The rest of the file is occupied by sectors. Sectors are fixed-size chunks of data. Their size is determined from the header described earlier, and also in a meta file if part of a region forest. Blocks are stored in those sectors. A block can span one or more sectors. The file is partitioned in this way to allow frequently writing blocks of variable size without having to often shift consecutive contents.

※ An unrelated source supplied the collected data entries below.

PR #1957, opened 2015-08-09
Local lock declarations

iwehrman:
The controller currently assumes that actions will specify the entire set of read and write locks necessary to safely execute the given action _as well as all other sub-actions to which the action may transfer_. Suppose, for example, we have:

```javascript
var foo = function () {
  // write A
};
foo.writes = [A];

var bar = function () {
  // write B, and then
  return this.transfer(foo);
}
bar.writes = [A, B]; // A is needed because of the transfer to foo
```
Above, the `foo` action writes to state protected by the `A` lock, and so includes the appropriate write lock declaration. The `bar` action itself only writes to state protected by the `B` lock, but also transfers to `foo`, and so must also include all of the locks specified by `foo` in its lock declaration. 

Suppose now we update `foo` so that it additionally writes to state protected by the `C` lock:
```javascript
var foo = function () {
  // write A
  // and, now, also write C
};
foo.writes = [A, C];
```
Unfortunately now when `bar` is executed, there will be a runtime error because it transfers to `bar` which requires both `A` and `C` locks, but `bar` only declares that it requires locks `A` and `B`. To solve this problem, we have to also amend the lock declaration of `bar` to include `C`.
```javascript
var bar = function () {
  // write B, and then
  return this.transfer(foo);
}
bar.writes = [A, B, C]; // now A AND C are needed because of the transfer to foo
```
This is hugely problematic for maintainability because small, local changes almost always require perfunctory global changes. Furthermore, because there is so much "noise" in the lock declarations related to sub-actions, mistakes in these declarations have propagated so thoroughly that **nearly 100% of our lock declarations are currently incorrect.** 

This PR makes a major change to the controller to make it easier to correctly declare the correct lock sets. Instead of requiring that an action declare all the locks needed for its execution as well as of its transferrable sub-actions, with this change it is only necessary to specify the locks needed immediately for the given action. To avoid deadlock though, the controller still acquires all the required locks up-front. In order to do this, it needs to know additionally to which sub-actions the given action may transfer. With this information, it can then calculate the complete, transitive set of locks required for each action. 

With this PR, the original example above is now correctly rewritten as follows: 
```javascript
var foo = function () {
  // write A
};
foo.writes = [A];

var bar = function () {
  // write B, and then
  return this.transfer(foo);
}
bar.writes = [B];
bar.transfers = [foo]; // If this isn't declared, the transfer will fail at runtime
```
Note that `bar` _only_ explicitly declares the `B` lock and not the `A` lock because the latter is not immediately required by `bar`, only by the sub-action `foo` to which it transfers. Furthermore, this transfer too `foo` is declared up-front in the set of `transfers` declared for `bar`. Now, if `foo` is updated as before to additional write to stated required by a `C` lock, we update `foo` as before but _no update is required to `bar`_. 

Currently, the controller validates the correctness of the lock sets when transferring from one action to another. In this new regime, it instead validates that _transfers_ have been declared up-front when performing the transfer. Because the controller calculates the lock sets statically, there is no need to validate the lock sets at runtime. That is to say, when `bar` is executed before the change it still waits until locks `A,B` are available, and after the change it waits until locks `A,B,C` are available. This doesn't change what locks are acquired as a precondition for execution; only what locks need to be explicitly declared and where.

In summary, this PR makes two changes to the controller and to action declarations:

1. We now declare only the immediately required read and write locks instead of the locks needed by all potentially transferrable sub-actions.
2. We now also declare transferrable sub-actions, and the controller validates these transfers at runtime.

**Aside 1:** Both before and after this PR, the controller is unable to validate whether the set of locks specified for a particular actions is sufficient to maintain safety in the presence of concurrently executing actions. It was and is up to the developer to choose an appropriate set of locks. This change only affects how the overall set of locks is calculated relative to sub-action transfers.

**Aside 2:** this change relies upon an assumption that there are **no circular transfer declarations**. That is, it is not currently possible for `foo` to transfer to `bar` and for `bar` to transfer to `foo`. I don't think this is a fundamental requirement, but a) I haven't quite worked out how to solve that case; and b) it doesn't happen in our application at all. 

**Aside 3:** In this PR, it is possible to specify action transfers either by direct reference to the unsynchronized action function (e.g., `toolActions.select`) OR with a string pathname (e.g., `"tools.select"`). I had to at least allow the latter to solve the problem of circular module dependencies. For example, the `layers` and `documents` modules are circularly dependent, which means one is loaded first, which means it can't refer at module-initialization time to the other's exports. I think in a future PR I will probably make the additional change of ONLY allowing string pathnames to be used, both in the transfer declarations and also in the first parameter of the `transfer` method itself. Why? Because a) it's necessary at least sometimes; b) it probably improves readability by enforcing uniformity of the declarations; and c) it will eliminate some otherwise unnecessary module dependencies and imports.

### DIFF
--- a/src/js/actions/edit.js
+++ b/src/js/actions/edit.js
@@ -32,6 +32,7 @@ define(function (require, exports) {
     var events = require("../events"),
         locks = require("../locks"),
         layers = require("js/actions/layers"),
+        menu = require("./menu"),
         collection = require("js/util/collection"),
         headlights = require("js/util/headlights"),
         history = require("js/actions/history");
@@ -88,13 +89,14 @@ define(function (require, exports) {
      * @return {Promise}
      */
     var nativeCut = function () {
-        return this.flux.actions.menu.nativeModal({
+        return this.transfer(menu.nativeModal, {
             commandID: CUT_NATIVE_MENU_COMMMAND_ID
         });
     };
     nativeCut.modal = true;
     nativeCut.reads = [];
     nativeCut.writes = [];
+    nativeCut.transfers = [menu.nativeModal];
 
     /**
      * Execute a native copy command.
@@ -103,13 +105,14 @@ define(function (require, exports) {
      * @return {Promise}
      */
     var nativeCopy = function () {
-        return this.flux.actions.menu.nativeModal({
+        return this.transfer(menu.nativeModal, {
             commandID: COPY_NATIVE_MENU_COMMMAND_ID
         });
     };
     nativeCopy.modal = true;
     nativeCopy.reads = [];
     nativeCopy.writes = [];
+    nativeCopy.transfers = [menu.nativeModal];
 
     /**
      * Execute a native paste command.
@@ -118,13 +121,14 @@ define(function (require, exports) {
      * @return {Promise}
      */
     var nativePaste = function () {
-        return this.flux.actions.menu.nativeModal({
+        return this.transfer(menu.nativeModal, {
             commandID: PASTE_NATIVE_MENU_COMMMAND_ID
         });
     };
     nativePaste.modal = true;
     nativePaste.reads = [];
     nativePaste.writes = [];
+    nativePaste.transfers = [menu.nativeModal];
 
     /**
      * Execute a native selectAll command.
@@ -136,7 +140,7 @@ define(function (require, exports) {
     var nativeSelectAll = function (waitForCompletion) {
         waitForCompletion = waitForCompletion || false;
 
-        return this.flux.actions.menu.nativeModal({
+        return this.transfer(menu.nativeModal, {
             commandID: SELECT_ALL_NATIVE_MENU_COMMMAND_ID,
             waitForCompletion: waitForCompletion
         });
@@ -144,6 +148,7 @@ define(function (require, exports) {
     nativeSelectAll.modal = true;
     nativeSelectAll.reads = [];
     nativeSelectAll.writes = [];
+    nativeSelectAll.transfers = [menu.nativeModal];
 
     /**
      * Execute either a cut or copy operation, depending on the value of the parameter.
@@ -186,9 +191,9 @@ define(function (require, exports) {
                 // If we're on modal state (type edit), we should go with native copy/cut
                 if (this.flux.store("tool").getModalToolState()) {
                     if (cut) {
-                        this.flux.actions.edit.nativeCut();
+                        return this.transfer(nativeCut);
                     } else {
-                        this.flux.actions.edit.nativeCopy();
+                        return this.transfer(nativeCopy);
                     }
                 } else if (!cut) {
                     var applicationStore = this.flux.store("application"),
@@ -221,8 +226,9 @@ define(function (require, exports) {
         return _cutOrCopy.call(this, true);
     };
     cut.modal = true;
-    cut.reads = [];
-    cut.writes = [locks.JS_DOC, locks.PS_DOC];
+    cut.reads = [locks.JS_TOOL, locks.PS_APP];
+    cut.writes = [locks.JS_DOC, locks.PS_DOC, locks.OS_CLIPBOARD];
+    cut.transfers = [nativeCut];
 
     /**
      * Execute a copy operation on the currently active HTML element.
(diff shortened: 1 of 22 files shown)


src/js/actions/edit.js
```diff
@@ -88,13 +89,14 @@ define(function (require, exports) {
      * @return {Promise}
      */
     var nativeCut = function () {
-        return this.flux.actions.menu.nativeModal({
+        return this.transfer(menu.nativeModal, {
```
volfied: Note to self to make sure this enqueue -> transfer change is safe.

src/js/actions/history.js
```diff
@@ -186,8 +186,9 @@ define(function (require, exports) {
     var incrementHistory = function (document) {
         return _navigateHistory.call(this, document, 1);
     };
-    incrementHistory.reads = [locks.PS_DOC, locks.JS_APP, locks.JS_TOOL];
-    incrementHistory.writes = [locks.JS_HISTORY, locks.JS_DOC, locks.PS_APP, locks.JS_POLICY];
+    incrementHistory.reads = [locks.JS_DOC, locks.JS_APP];
+    incrementHistory.writes = [locks.JS_HISTORY, locks.JS_DOC, locks.PS_DOC];
+    incrementHistory.transfers = [toolActions.resetBorderPolicies, "documents.updateDocument"];
```
volfied: Any particular reason `documents.updateDocument` is stringified?

src/js/fluxcontroller.js
```diff
@@ -148,6 +171,7 @@ define(function (require, exports, module) {
      */
     FluxController.prototype._actionReceivers = null;
 
+
```
volfied: :space_invader:

src/js/fluxcontroller.js
```diff
@@ -106,7 +94,10 @@ define(function (require, exports, module) {
         EventEmitter.call(this);
 
         var cores = window.navigator.hardwareConcurrency || 8;
+
         this._actionQueue = new AsyncDependencyQueue(cores);
+        this._initActionNames();
```
volfied: Wouldn't it be better to merge `initActionNames` and `initActionLocks in `_createActionReceivers` so we loop through the actions once?

src/js/fluxcontroller.js
```diff
@@ -218,16 +363,9 @@ define(function (require, exports, module) {
...
-                        throw new Error("Next action requires additional read locks");
-                    }
-
-                    var nextWrites = nextAction.writes || locks.ALL_LOCKS;
-                    if (!_subseteq(nextWrites, currentWrites)) {
-                        log.error("Missing write locks:", _.difference(nextWrites, currentWrites).join(", "));
-                        throw new Error("Next action requires additional write locks");
+                    if (!currentTransfers.has(nextAction)) {
+                        var nextActionName = self._actionNames.get(nextAction);
+                        throw new Error("Invalid transfer from " + actionName + " to " + nextActionName);
```
volfied: You should probably have a more descriptive error here telling the dev they forgot to declare a transfer.

volfied:
Just two nits, but otherwise looks good. This clean up is great, and I wish we had this before I made resetBorderPolicies :) Back to you @iwehrman

iwehrman:
Nits fixed. In particular: https://github.com/adobe-photoshop/spaces-design/pull/1957/files#diff-66f2530292e4c08200d2c82ef4860d35R367

volfied:
Well, this is a great architectural change, and looking through the actions everything seems safe to me. Thank you for working on this.

shaoshing:
The lock declaration now look much more clear with the changes! Awesome job @iwehrman

src/js/actions/shapes.js
```diff
@@ -716,8 +724,9 @@ define(function (require, exports) {
 
         return this.transfer(combineSubtract, currentDocument, currentDocument.layers.selected);
     };
-    combineSubtractSelectedInCurrentDocument.reads = [locks.PS_DOC, locks.JS_DOC, locks.JS_APP];
-    combineSubtractSelectedInCurrentDocument.writes = [locks.PS_DOC, locks.JS_DOC];
+    combineSubtractSelectedInCurrentDocument.reads = [locks.JS_APP];
+    combineSubtractSelectedInCurrentDocument.writes = [];
+    combineSubtractSelectedInCurrentDocument.transfer = [combineSubtract];
```
shaoshing: A tiny typo.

When we need to load a block, the address where block information starts will be the following:

header_size + first_sector_index * sector_size

Once we have the address of the block, the first 4 bytes at this address will contain the size of the written data. Note: those 4 bytes are included in the total block size when the number of occupied sectors is determined.

RegionBlockData
- buffer_size: uint32_t
- buffer

The obtained buffer can be read using the block format.

Block format

See Block format

Current Issues

Although this format is currently implemented and usable, it has known issues.

Endianness

Godot's encode_variant doesn't seem to care about endianness across architectures, so it's possible it becomes a problem in the future and gets changed to a custom format. The rest of this spec is not affected by this and assumes we use little-endian, however the implementation of block channels currently doesn't consider this either. This may be refined in a later iteration.

Versioning

The region format should be thought of a container for instances of the block format. The former has a version number, but the latter doesn't, which is hard to manage. We may introduce separate versionning, which will cause older saves to become incompatible.

User versionning may also be added as a third layer: if the game needs to replace some metadata with new ones, or swap voxel IDs around due to a change in the game, it is desirable to expose a hook to migrate old versions.